I cannot be unaware because on the same trip, we visited a church in which the preacher chose to make disparaging remarks about the Chinese, which he surely thought were funny and would be well received by his usual congregation, and perhaps they were. Perhaps both preacher and congregation were blissfully unaware of the visiting Asian teenager in their midst who was quietly raging and pouring entirely too much emotional energy into keeping himself from walking out of the church during a sermon ostensibly on the subject of hospitality to strangers. They might have been unaware; but I could not be.
I cannot be unaware because violent racism against Asian people still exists in this world. The recent uptick in attacks on Asian-Americans since the advent of the coronavirus is unignorable. My son has an Asian face, an Asian body, and I cannot promise that no one will hate or hurt him for it. I cannot be unaware in a world in which one preacher’s attempt at humor could come to pose a very real and present danger for my son, or for someone who looks like him.
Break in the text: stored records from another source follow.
PR #586, opened 2023-02-09
Prevent casting to TemporalAccessor when reading datetimes from MSSQL

andreigurau:
Band-aid fix to prevent TemporalAccessor casting on datetime columns when using the MSSQL driver. Won't be merged until more validation is done

### DIFF
--- a/v1/src/main/java/com/google/cloud/teleport/templates/common/JdbcConverters.java
+++ b/v1/src/main/java/com/google/cloud/teleport/templates/common/JdbcConverters.java
@@ -222,9 +222,18 @@ public class JdbcConverters {
                 DATE_FORMATTER.format(resultSet.getDate(i).toLocalDate()));
             break;
           case "datetime":
-            outputTableRow.set(
-                getColumnRef(metaData, i),
-                DATETIME_FORMATTER.format((TemporalAccessor) resultSet.getObject(i)));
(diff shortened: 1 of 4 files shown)


v1/src/main/java/com/google/cloud/teleport/templates/common/JdbcConverters.java
```diff
@@ -222,9 +226,16 @@ public TableRow mapRow(ResultSet resultSet) throws Exception {
                 DATE_FORMATTER.format(resultSet.getDate(i).toLocalDate()));
             break;
           case "datetime":
-            outputTableRow.set(
-                getColumnRef(metaData, i),
-                DATETIME_FORMATTER.format((TemporalAccessor) resultSet.getObject(i)));
+            if (driverClassName.get().equals(MSSQL_DRIVER_CLASS)) {
```
bvolpato, line 229: This is a good change -- I think you can replace this if with `if (resultSet.getTimestamp(i) instanceof Timestamp)` so we generalize this for other drivers (that may happen to also return java.sql.Timestamp)

andreigurau: Done, I like this change more

bvolpato (dismissed):

PR #592, opened 2023-02-15
Sketching a column-expression-based schema transform

pabloem:


syndeo-template/src/main/java/com/google/cloud/syndeo/transforms/sql/SyndeoScalarSqlTransformSchemaTransformProvider.java
```diff
@@ -0,0 +1,87 @@
...
+ * License for the specific language governing permissions and limitations under
+ * the License.
+ */
+package com.google.cloud.syndeo.transforms.sql;
+
+import com.google.auto.service.AutoService;
+import com.google.auto.value.AutoValue;
+import java.util.Collections;
+import java.util.List;
+import org.apache.beam.sdk.extensions.sql.expansion.SqlTransformSchemaTransformProvider;
```
zhoufek, line 22: Would it be better to wrap `SyndeoSqlSchemaTransformProvider`. It seems like this would just generate the SQL query to pass to that, letting it fill in fields like the dialect.

syndeo-template/src/main/java/com/google/cloud/syndeo/transforms/sql/SyndeoScalarSqlTransformSchemaTransformProvider.java
```diff
@@ -0,0 +1,87 @@
...
+  @Override
+  public @UnknownKeyFor @NonNull @Initialized List<@UnknownKeyFor @NonNull @Initialized String>
+      outputCollectionNames() {
+    return List.of("output", "errors");
+  }
+
+  @DefaultSchema(AutoValueSchema.class)
+  @AutoValue
+  public abstract static class SyndeoScalarSqlTransformSchemaTransformConfiguration {
+    public abstract List<String> getColumnExpressions();
```
zhoufek, line 85: Maybe rename this to something that reflects that this is for the `SELECT` statement, like `getSelectColumnExpressions` or, in case this opens up to more than just columns, `getSelectExpressions`. That way, this is clearly separated from any other expression lists that we support (e.g. if we start supporting filters).

zhoufek (changes requested):

syndeo-template/src/main/java/com/google/cloud/syndeo/transforms/sql/SyndeoScalarSqlTransformSchemaTransformProvider.java
pabloem: done

syndeo-template/src/main/java/com/google/cloud/syndeo/transforms/sql/SyndeoScalarSqlTransformSchemaTransformProvider.java
pabloem: done

zhoufek:
Looks like there are some unit test failures. Could you please fix those?

pabloem:
fyi @zhoufek added lgtm tag

Issue #477, opened 2022-10-05
[Feature Request]: Add Datastream resource manager


itodotimothy6:
### Related Template(s)

datastream-to-*

### What feature(s) are you requesting?

Adding Datastream resource manager

PR #596, opened 2023-02-20
Issue 477: Create Datastream Resource Manager

itodotimothy6:
Draft PR as suggested by @bvolpato 

#477 

This PR attempts to create Datastream Resource Manager for Dataflow Template Integration Testing

The RM would be able 
- Create Source Connection Profile (MySQL, PostgresSQL, Oracle)
- Create Destination Profile (GCS)
- Create a Stream
- Start/Stop a Stream by updating Stream State
- Clean up all resources.

Currently a work in progress

### DIFF
--- a/it/google-cloud-platform/pom.xml
+++ b/it/google-cloud-platform/pom.xml
@@ -102,6 +102,10 @@
             <artifactId>google-cloud-datastore</artifactId>
         </dependency>
         <dependency>
+            <groupId>com.google.cloud</groupId>
+            <artifactId>google-cloud-datastream</artifactId>
+        </dependency>
+        <dependency>
             <groupId>com.google.auto.value</groupId>
             <artifactId>auto-value</artifactId>
             <version>${autovalue.version}</version>
--- a/it/google-cloud-platform/src/main/java/com/google/cloud/teleport/it/gcp/datastream/DatastreamResourceManager.java
+++ b/it/google-cloud-platform/src/main/java/com/google/cloud/teleport/it/gcp/datastream/DatastreamResourceManager.java
@@ -1,0 +1,502 @@
+/*
+ * Copyright (C) 2023 Google LLC
+ *
+ * Licensed under the Apache License, Version 2.0 (the "License"); you may not
+ * use this file except in compliance with the License. You may obtain a copy of
+ * the License at
+ *
+ *   http://www.apache.org/licenses/LICENSE-2.0
+ *
+ * Unless required by applicable law or agreed to in writing, software
+ * distributed under the License is distributed on an "AS IS" BASIS, WITHOUT
+ * WARRANTIES OR CONDITIONS OF ANY KIND, either express or implied. See the
+ * License for the specific language governing permissions and limitations under
+ * the License.
+ */
+package com.google.cloud.teleport.it.gcp.datastream;
+
+import static com.google.common.base.Preconditions.checkArgument;
+
+import com.google.api.gax.core.CredentialsProvider;
+import com.google.cloud.datastream.v1.AvroFileFormat;
+import com.google.cloud.datastream.v1.BigQueryDestinationConfig;
+import com.google.cloud.datastream.v1.BigQueryProfile;
+import com.google.cloud.datastream.v1.ConnectionProfile;
+import com.google.cloud.datastream.v1.ConnectionProfileName;
+import com.google.cloud.datastream.v1.CreateConnectionProfileRequest;
+import com.google.cloud.datastream.v1.CreateStreamRequest;
+import com.google.cloud.datastream.v1.DatastreamClient;
+import com.google.cloud.datastream.v1.DatastreamSettings;
+import com.google.cloud.datastream.v1.DeleteConnectionProfileRequest;
+import com.google.cloud.datastream.v1.DeleteStreamRequest;
+import com.google.cloud.datastream.v1.DestinationConfig;
+import com.google.cloud.datastream.v1.GcsDestinationConfig;
+import com.google.cloud.datastream.v1.GcsProfile;
+import com.google.cloud.datastream.v1.JsonFileFormat;
+import com.google.cloud.datastream.v1.LocationName;
+import com.google.cloud.datastream.v1.MysqlProfile;
+import com.google.cloud.datastream.v1.MysqlSourceConfig;
+import com.google.cloud.datastream.v1.OracleProfile;
+import com.google.cloud.datastream.v1.OracleSourceConfig;
+import com.google.cloud.datastream.v1.PostgresqlProfile;
+import com.google.cloud.datastream.v1.PostgresqlSourceConfig;
+import com.google.cloud.datastream.v1.SourceConfig;
+import com.google.cloud.datastream.v1.StaticServiceIpConnectivity;
+import com.google.cloud.datastream.v1.Stream;
+import com.google.cloud.datastream.v1.StreamName;
+import com.google.cloud.datastream.v1.UpdateStreamRequest;
+import com.google.cloud.teleport.it.common.ResourceManager;
+import com.google.common.base.Strings;
+import com.google.protobuf.Duration;
+import com.google.protobuf.FieldMask;
+import java.io.IOException;
+import java.util.Collections;
+import java.util.HashSet;
+import java.util.Set;
+import java.util.concurrent.ExecutionException;
+import org.apache.arrow.util.VisibleForTesting;
+import org.slf4j.Logger;
+import org.slf4j.LoggerFactory;
+
+/**
+ * Client for Datastream resources.
+ *
+ * <p>This class is thread safe.
+ */
+public final class DatastreamResourceManager implements ResourceManager {
+  private static final Logger LOG = LoggerFactory.getLogger(DatastreamResourceManager.class);
+  private static final String FIELD_STATE = "state";
+  private final DatastreamClient datastreamClient;
+  private final String location;
+  private final String projectId;
+  private final Set<String> createdStreamIds;
+  private final Set<String> createdConnectionProfileIds;
+
+  enum DestinationOutputFormat {
+    AVRO_FILE_FORMAT,
+    JSON_FILE_FORMAT
+  }
+
+  private DatastreamResourceManager(Builder builder) throws IOException {
+    this(
+        DatastreamClient.create(
+            DatastreamSettings.newBuilder()
+                .setCredentialsProvider(builder.credentialsProvider)
+                .build()),
+        builder);
+  }
+
+  @VisibleForTesting
+  public DatastreamResourceManager(DatastreamClient datastreamClient, Builder builder) {
+    this.datastreamClient = datastreamClient;
+    this.location = builder.location;
+    this.projectId = builder.projectId;
+    this.createdStreamIds = Collections.synchronizedSet(new HashSet<>());
+    this.createdConnectionProfileIds = Collections.synchronizedSet(new HashSet<>());
+  }
+
+  public static Builder builder(String projectId, String location) {
+    checkArgument(!Strings.isNullOrEmpty(projectId), "projectID can not be null or empty");
+    checkArgument(!Strings.isNullOrEmpty(location), "location can not be null or empty");
+    return new Builder(projectId, location);
+  }
+
+  /**
+   * @param connectionProfileId The ID of the connection profile.
+   * @param source An object representing the JDBC source.
+   * @return A Datastream JDBC source connection profile.
+   */
+  private synchronized ConnectionProfile createJDBCSourceConnectionProfile(
+      String connectionProfileId, JDBCSource source) {
+    checkArgument(
+        !Strings.isNullOrEmpty(connectionProfileId),
+        "connectionProfileId can not be null or empty");
+    LOG.info(
+        "Creating JDBC Source Connection Profile {} in project {}.",
+        connectionProfileId,
+        projectId);
+    ConnectionProfile.Builder connectionProfileBuilder = ConnectionProfile.newBuilder();
+    JDBCSource.SourceType type = source.type();
+
+    try {
+      switch (type) {
+        case MYSQL:
+          MysqlProfile.Builder mysqlProfileBuilder = MysqlProfile.newBuilder();
+          mysqlProfileBuilder
+              .setHostname(source.hostname())
+              .setUsername(source.username())
+              .setPassword(source.password())
+              .setPort(source.port());
+          connectionProfileBuilder.setMysqlProfile(mysqlProfileBuilder);
+          break;
+        case ORACLE:
+          OracleProfile.Builder oracleProfileBuilder = OracleProfile.newBuilder();
+          oracleProfileBuilder
+              .setHostname(source.hostname())
+              .setUsername(source.username())
+              .setPassword(source.password())
+              .setPort(source.port());
+          connectionProfileBuilder.setOracleProfile(oracleProfileBuilder);
+          break;
+        case POSTGRESQL:
+          PostgresqlProfile.Builder postgresqlProfileBuilder = PostgresqlProfile.newBuilder();
+          postgresqlProfileBuilder
+              .setHostname(source.hostname())
+              .setUsername(source.username())
+              .setPassword(source.password())
+              .setPort(source.port())
+              .setDatabase(((PostgresqlSource) source).database());
+          connectionProfileBuilder.setPostgresqlProfile(postgresqlProfileBuilder);
+          break;
+        default:
+          throw new DatastreamResourceManagerException(
+              "Could not recognize JDBC source type " + type.name());
+      }
+
+      ConnectionProfile connectionProfile =
+          connectionProfileBuilder
+              .setDisplayName(connectionProfileId)
+              .setStaticServiceIpConnectivity(StaticServiceIpConnectivity.getDefaultInstance())
+              .build();
+      CreateConnectionProfileRequest request =
+          CreateConnectionProfileRequest.newBuilder()
+              .setParent(LocationName.of(projectId, location).toString())
+              .setConnectionProfile(connectionProfile)
+              .setConnectionProfileId(connectionProfileId)
+              .build();
+      ConnectionProfile reference = datastreamClient.createConnectionProfileAsync(request).get();
+      createdConnectionProfileIds.add(connectionProfileId);
+
+      LOG.info(
+          "Successfully created JDBC Source Connection Profile {} in project {}.",
+          connectionProfileId,
+          projectId);
+      return reference;
+    } catch (ExecutionException | InterruptedException e) {
+      throw new DatastreamResourceManagerException(
+          "Failed to create JDBC source connection profile. ", e);
+    }
+  }
+
+  /**
+   * @param sourceConnectionProfileId The ID of the connection profile.
+   * @param source An object representing the JDBC source.
+   * @return a SourceConfig object which is required to configure a Stream.
+   */
+  public synchronized SourceConfig buildSourceConfig(
+      String sourceConnectionProfileId, JDBCSource source) {
+
+    createJDBCSourceConnectionProfile(sourceConnectionProfileId, source);
+    SourceConfig.Builder sourceConfigBuilder =
+        SourceConfig.newBuilder()
+            .setSourceConnectionProfile(
+                ConnectionProfileName.format(projectId, location, sourceConnectionProfileId));
+
+    switch (source.type()) {
+      case MYSQL:
+        sourceConfigBuilder.setMysqlSourceConfig((MysqlSourceConfig) source.config());
+        break;
+      case POSTGRESQL:
+        sourceConfigBuilder.setPostgresqlSourceConfig((PostgresqlSourceConfig) source.config());
+        break;
+      case ORACLE:
+        sourceConfigBuilder.setOracleSourceConfig((OracleSourceConfig) source.config());
+        break;
+      default:
+        throw new DatastreamResourceManagerException(
+            "Could not recognize JDBC source type " + source.type().name());
+    }
+
+    return sourceConfigBuilder.build();
+  }
+
+  /**
+   * @param connectionProfileId The ID of the GCS connection profile.
+   * @param gcsBucketName The GCS Bucket to connect to.
+   * @param gcsRootPath The Path prefix to specific gcs location. Can either be empty or must start
+   *     with '/'.
+   * @return A Datastream GCS destination connection profile.
+   */
+  public synchronized ConnectionProfile createGCSDestinationConnectionProfile(
+      String connectionProfileId, String gcsBucketName, String gcsRootPath) {
+    checkArgument(
+        !Strings.isNullOrEmpty(connectionProfileId),
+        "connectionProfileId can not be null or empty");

In short, I cannot be unaware because he cannot be unaware. I must be able to speak words of love and beauty into his life, custom-tailored for the life he is living. I have to acknowledge that he is adopted. I have heard other mothers claim to forget which of their children is adopted, but to do so is to forget which one needs a special affirmation of their birth- family’s worth, of their place in their adoptive family, and, if adopted internationally, of their place in both of their national homes. To claim to forget is to label his adoption or his ethnicity as shameful, something to be hidden. I must acknowledge that he is brown because I have to help him understand that, as much as we grieve it, he moves through a world of expectations that are not placed on his white brothers. Likewise, our family celebrates with him a birth-culture that bears a unique dignity and beauty on the world stage.
If we were to fail to see our son’s color, we would be failing to acknowledge the beauty of that color in a world that will easily call him anything but beautiful. What is good for my son is probably also good for my friends whose skin color does not match mine and whose differing perspective on the world gives new shades of color to my own. To hear their stories and acknowledge their differences is to speak peace and beauty into those differences.
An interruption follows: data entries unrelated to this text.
PR #602, opened 2023-02-23
Syndeo file reads transform

pabloem:


pabloem:
based on pubsub notifications: https://cloud.google.com/storage/docs/pubsub-notifications

pabloem:
r: @manavgarg can you let me know what you think?

I still need to write a nice test for this, but for now this is what this transform will look like.

syndeo-template/src/main/java/com/google/cloud/syndeo/transforms/files/SyndeoFilesReadSchemaTransformProvider.java
```diff
@@ -0,0 +1,287 @@
...
+                                })
+                            .withOutputTags(
+                                FILE_GENERATION_OUTPUT_TAG, TupleTagList.of(ERROR_TAG)));
+
+            PCollectionTuple result =
+                firstResult
+                    .get(FILE_GENERATION_OUTPUT_TAG)
+                    .apply(
+                        Deduplicate.<KV<String, Long>>values()
+                            .withDuration(Duration.standardMinutes(5L)))
```
manavgarg, line 168: is this duration enough for dedupe? what happens if the notification is delayed, would we be consuming the file again?
Also, what would be window interval for the pipeline?

manavgarg (commented):
Thanks Pablo for completing this in such a short time. looks good overall :) (had one question around dedupe and windowing)

syndeo-template/src/main/java/com/google/cloud/syndeo/transforms/files/SyndeoFilesReadSchemaTransformProvider.java
pabloem: the pipeline itself would all be on the GlobalWindow - this Duration would be a 'real time' duration of 5 minutes. If a duplicate of a notification arrives over 5 minutes after the initial message, then the file would indeed be consumed twice. We can expand this to be a larger number. I don't think a larger time would incur a significant larger cost.

pabloem:
failed tests are unrelated to Syndeo template. New tests are passing (See Syndeo integration test flow)

syndeo-template/src/main/java/com/google/cloud/syndeo/transforms/files/SyndeoFilesReadSchemaTransformProvider.java
manavgarg: i see, thanks for the explanation. Would we need to change the window duration and the dedupe both in that case to a larger number? Just changing the dedupe interval without the windowing duration would not be enough, right?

For the dear lady who said she preferred to look into people’s eyes, I will share a final story: Once, when he was about two years old (and still cute), our youngest son climbed onto my lap and announced in his growly serious tone, “Mama! You have blue eyes.” Yes. “Mama! Daddy have blue eyes!” Yes. “Mama! Brothers have blue eyes.” Yes, again. “Why I have chocolaty eyes?” Even at two, children are keen to see differences. The response is not to sweep those differences under the rug (how absurd would it be to deny my son’s observation) but to speak words of love. He was quite satisfied that day to learn that most people born in Korea have “chocolaty” eyes. His observation of his reality was normalized and appreciated.
In return for seeing color, I am blessed to have a fuller perspective, a glimpse of how those chocolaty eyes see the world. I see a world in which difference is not shameful, in which ethnicity is part of the bold brushstrokes with which our world is painted, and in which we celebrate our colors with curiosity and respect, not shame.
I do see color; why would I want to live any other way?